Following his role in the 1972 film, Eagle in a Cage, Armstrong spent many years travelling the world, spending several years in India. He formed a theatre company at the Pune ashram of Bhagwan Shree Rajneesh and under his direction the company toured India, at one point performing before Indira Gandhi. As a member of the Rajneesh movement he left India for the United States, but left before the movement's scandalous collapse in Oregon.

Armstrong returned to the UK to work in film and television productions.

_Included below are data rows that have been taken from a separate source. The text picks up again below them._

PR #4210, opened 2016-08-11
Fixes #4168 - Add support for Mesos HTTP/TCP health checks

### LINKED ISSUE #4168: Support Mesos HTTP/TCP health checks
The Mesos team is working hard on adding support for HTTP/TCP health checks. Their solution will initially reach parity with the currently supported `COMMAND` health checks: [MESOS-5961](https://issues.apache.org/jira/browse/MESOS-5961), [MESOS-3567](https://issues.apache.org/jira/browse/MESOS-3567), [MESOS-2533]( https://issues.apache.org/jira/browse/MESOS-2533).

In order to scale better, Marathon should support these new kinds of health checks as soon as possible.

The idea is to update the app definition, introducing these new health check protocols: `MESOS_HTTP`, `MESOS_HTTPS`, `MESOS_TCP`. They'll behave exactly like the currently supported `COMMAND` health check.

The following needs to be done in order to achieve this:

- [ ] Refactor `HealthCheck`, adding `HttpConf`,`TcpConf`, `MesosHttpConf`, etc. and moving the settings from the main class to these per-protocol config classes.
- [ ] Add JSON formats and validations. Mesos will initially support at-most one health check.
- [ ] Update TaskBuilder logic to account for the new health check types. Marathon will have to implement logic to put the right port number in the health checks proto, taking in consideration the networking specified in the app definition.
- [ ] Integration tests.

This is also related to #3957 (Marathon will currently forget the app health information if an app is using Mesos health checks).

gkleiman:
This change is [Reviewable](https://reviewable.io/reviews/mesosphere/marathon/4210)

### DIFF
--- a/scalastyle-config.xml
+++ b/scalastyle-config.xml
@@ -1,11 +1,6 @@
 <scalastyle commentFilter="enabled">
  <name>Mesosphere Marathon configuration</name>
  <check level="error" class="org.scalastyle.file.FileTabChecker" enabled="true"/>
- <check level="error" class="org.scalastyle.file.FileLengthChecker" enabled="true">
-  <parameters>
-   <parameter name="maxFileLength"><![CDATA[800]]></parameter>
-  </parameters>
- </check>
  <check level="error" class="org.scalastyle.file.HeaderMatchesChecker" enabled="false">
   <parameters>
    <parameter name="header"><![CDATA[]]></parameter>
--- a/src/main/scala/mesosphere/marathon/api/v2/json/Formats.scala
+++ b/src/main/scala/mesosphere/marathon/api/v2/json/Formats.scala
@@ -396,13 +396,11 @@ trait ContainerFormats {
         "appc" -> appcValues(appc)
       )
     }
-    Writes { container =>
-      container match {
-        case m: Container.Mesos => MesosContainerWrites.writes(m)
-        case d: Container.Docker => DockerContainerWrites.writes(d)
-        case c: Container.MesosDocker => MesosDockerContainerWrites.writes(c)
-        case c: Container.MesosAppC => AppCContainerWrites.writes(c)
-      }
+    Writes {
+      case m: Container.Mesos => MesosContainerWrites.writes(m)
+      case d: Container.Docker => DockerContainerWrites.writes(d)
+      case c: Container.MesosDocker => MesosDockerContainerWrites.writes(c)
+      case c: Container.MesosAppC => AppCContainerWrites.writes(c)
     }
   }
 }
@@ -733,7 +731,7 @@ trait AppAndGroupFormats {
         json.asOpt[Seq[String]] match {
           case Some(seq) if seq.size >= 2 && seq.size <= 3 =>
             if (validOperators.contains(seq(1))) {
-              val builder = Constraint.newBuilder().setField(seq(0)).setOperator(Operator.valueOf(seq(1)))
+              val builder = Constraint.newBuilder().setField(seq.head).setOperator(Operator.valueOf(seq(1)))
               if (seq.size == 3) builder.setValue(seq(2))
               JsSuccess(builder.build())
             } else {
@@ -934,12 +932,11 @@ trait AppAndGroupFormats {
 
       Option(TaskLostBehavior.valueOf(behaviorString)) match {
         case Some(taskLostBehavior) => JsSuccess(taskLostBehavior)
-        case None => {
+        case None =>
           val allowedTaskLostBehaviorString =
             TaskLostBehavior.values().toSeq.map(_.getDescriptorForType.getName).mkString(", ")
 
           JsError(s"'$behaviorString' is not a valid taskLostBehavior. Allowed values: $allowedTaskLostBehaviorString")
-        }
       }
 
     }
--- a/src/main/scala/mesosphere/marathon/api/v2/json/Formats.scala
+++ b/src/main/scala/mesosphere/marathon/api/v2/json/Formats.scala
@@ -10,7 +10,7 @@ import mesosphere.marathon.core.plugin.{ PluginDefinition, PluginDefinitions }
 import mesosphere.marathon.core.readiness.ReadinessCheck
 import mesosphere.marathon.core.task.Task
 import mesosphere.marathon.core.event._
-import mesosphere.marathon.core.health.{ Health, HealthCheck }
+import mesosphere.marathon.core.health._
 import mesosphere.marathon.state._
 import mesosphere.marathon.upgrade.DeploymentManager.DeploymentStepInfo
 import mesosphere.marathon.upgrade._
@@ -628,22 +628,61 @@ trait HealthCheckFormats {
   implicit lazy val HealthCheckProtocolFormat: Format[Protocol] =
     enumFormat(Protocol.valueOf, str => s"$str is not a valid protocol")
 
-  implicit lazy val HealthCheckFormat: Format[HealthCheck] = {
+  val BasicHealthCheckFormatBuilder = {
     import mesosphere.marathon.core.health.HealthCheck._
 
-    (
-      (__ \ "path").formatNullable[String] ~
-      (__ \ "protocol").formatNullable[Protocol].withDefault(DefaultProtocol) ~
-      (__ \ "portIndex").formatNullable[Int] ~
-      (__ \ "command").formatNullable[Command] ~
-      (__ \ "gracePeriodSeconds").formatNullable[Long].withDefault(DefaultGracePeriod.toSeconds).asSeconds ~
+    (__ \ "gracePeriodSeconds").formatNullable[Long].withDefault(DefaultGracePeriod.toSeconds).asSeconds ~
       (__ \ "intervalSeconds").formatNullable[Long].withDefault(DefaultInterval.toSeconds).asSeconds ~
       (__ \ "timeoutSeconds").formatNullable[Long].withDefault(DefaultTimeout.toSeconds).asSeconds ~
-      (__ \ "maxConsecutiveFailures").formatNullable[Int].withDefault(DefaultMaxConsecutiveFailures) ~
-      (__ \ "ignoreHttp1xx").formatNullable[Boolean].withDefault(DefaultIgnoreHttp1xx) ~
-      (__ \ "port").formatNullable[Int]
-    )(HealthCheck.apply, unlift(HealthCheck.unapply))
+      (__ \ "maxConsecutiveFailures").formatNullable[Int].withDefault(DefaultMaxConsecutiveFailures)
   }
+
+  val HealthCheckWithPortsFormatBuilder =
+    BasicHealthCheckFormatBuilder ~
+      (__ \ "portIndex").formatNullable[Int] ~
+      (__ \ "port").formatNullable[Int]
+
+  implicit val HttpHealthCheckFormat: Format[HttpHealthCheck] = {
+    import mesosphere.marathon.core.health.HttpHealthCheck._
+    (
+      HealthCheckWithPortsFormatBuilder ~
+      (__ \ "path").formatNullable[String] ~
+      (__ \ "ignoreHttp1xx").formatNullable[Boolean].withDefault(DefaultIgnoreHttp1xx) ~
+      (__ \ "protocol").formatNullable[Protocol].withDefault(Protocol.HTTP)
+    )(HttpHealthCheck.apply, unlift(HttpHealthCheck.unapply))
+  }
+
+  implicit val CommandHealthCheckFormat: Format[CommandHealthCheck] = (
+    BasicHealthCheckFormatBuilder ~
+    (__ \ "command").format[Command]
+  )(CommandHealthCheck.apply, unlift(CommandHealthCheck.unapply))
+
+  implicit val TcpHealthCheckFormat: Format[TcpHealthCheck] =
+    HealthCheckWithPortsFormatBuilder(TcpHealthCheck.apply, unlift(TcpHealthCheck.unapply))
+
+  implicit val HealthCheckFormat: Format[HealthCheck] = Format[HealthCheck] (
+    new Reads[HealthCheck] {
+      override def reads(json: JsValue): JsResult[HealthCheck] = {
+        val protocol = (json \ "protocol").validateOpt[Protocol](HealthCheckProtocolFormat)
+
+        protocol.flatMap {
+          case None => json.validate[HttpHealthCheck]
+          case Some(Protocol.COMMAND) => json.validate[CommandHealthCheck]
+          case Some(Protocol.HTTP | Protocol.HTTPS) => json.validate[HttpHealthCheck]
+          case Some(Protocol.TCP) => json.validate[TcpHealthCheck]
+          case _ => JsError("Invalid health check protocol.")
+        }
+      }
+    },
+    Writes[HealthCheck] {
+      case tcp: TcpHealthCheck =>
+        Json.toJson(tcp)(TcpHealthCheckFormat).as[JsObject] ++ Json.obj("protocol" -> "TCP")
+      case http: HttpHealthCheck =>
+        Json.toJson(http)(HttpHealthCheckFormat).as[JsObject] ++ Json.obj("protocol" -> Json.toJson(http.protocol))
+      case command: CommandHealthCheck =>
+        Json.toJson(command)(CommandHealthCheckFormat).as[JsObject] ++ Json.obj("protocol" -> "COMMAND")
+    }
+  )
 }
 
 trait ReadinessCheckFormats {
@@ -901,26 +940,29 @@ trait AppAndGroupFormats {
     * In the past, healthCheck.portIndex was required and had a default value 0. When we introduced healthCheck.port, we
     * made it optional (also with ip-per-container in mind) and we have to re-add it in cases where it makes sense.
     */
+  private[this] def addHealthCheckPortIndexIfNecessary(healthChecks: Set[_ <: HealthCheck]): Set[_ <: HealthCheck] =
+    healthChecks.map {
+      case healthCheck: TcpHealthCheck =>
+        def needsDefaultPortIndex = healthCheck.port.isEmpty && healthCheck.portIndex.isEmpty
+        if (needsDefaultPortIndex) healthCheck.copy(portIndex = Some(0))
+        else healthCheck
+      case healthCheck: HttpHealthCheck =>
+        def needsDefaultPortIndex = healthCheck.port.isEmpty && healthCheck.portIndex.isEmpty
+        if (needsDefaultPortIndex) healthCheck.copy(portIndex = Some(0))
+        else healthCheck
+      case healthCheck: HealthCheck => healthCheck
+    }
+
   private[this] def addHealthCheckPortIndexIfNecessary(app: AppDefinition): AppDefinition = {
     val hasPortMappings = app.container.exists(_.portMappings.nonEmpty)
     val portIndexesMakeSense = app.portDefinitions.nonEmpty || hasPortMappings
-    app.copy(healthChecks = app.healthChecks.map { healthCheck =>
-      def needsDefaultPortIndex =
-        healthCheck.port.isEmpty && healthCheck.portIndex.isEmpty && healthCheck.protocol != Protocol.COMMAND
-      if (portIndexesMakeSense && needsDefaultPortIndex) healthCheck.copy(portIndex = Some(0))
-      else healthCheck
-    })
+
+    if (portIndexesMakeSense) app.copy(healthChecks = addHealthCheckPortIndexIfNecessary(app.healthChecks))
+    else app
   }
 
   private[this] def addHealthCheckPortIndexIfNecessary(appUpdate: AppUpdate): AppUpdate = {
-    appUpdate.copy(healthChecks = appUpdate.healthChecks.map { healthChecks =>
-      healthChecks.map { healthCheck =>
-        def needsDefaultPortIndex =
-          healthCheck.port.isEmpty && healthCheck.portIndex.isEmpty && healthCheck.protocol != Protocol.COMMAND
-        if (needsDefaultPortIndex) healthCheck.copy(portIndex = Some(0))
-        else healthCheck
-      }
-    })
+    appUpdate.copy(healthChecks = appUpdate.healthChecks.map(addHealthCheckPortIndexIfNecessary))
   }
 
   implicit lazy val taskLostBehaviorWrites = Writes[TaskLostBehavior] { taskLostBehavior =>
--- a/src/main/scala/mesosphere/marathon/api/v2/json/Formats.scala
+++ b/src/main/scala/mesosphere/marathon/api/v2/json/Formats.scala
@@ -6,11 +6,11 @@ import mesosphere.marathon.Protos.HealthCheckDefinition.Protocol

He appeared as Jun Priest in the 1982 film, The Beastmaster, and played Harry Wax in How to Get Ahead in Advertising alongside Richard E. Grant. He took part in a number of television series throughout the 1990s and his final role was in the 2007 TV movie, Stuart: A Life Backwards.

In addition to his work in film and television, Armstrong was a member of the Royal Shakespeare Company and later the National Theatre. In 1975 he played R.P. McMurphy in One Flew Over The Cuckoo's Nest at the Everyman Theatre in Liverpool alongside Bill Nighy and Julie Walters.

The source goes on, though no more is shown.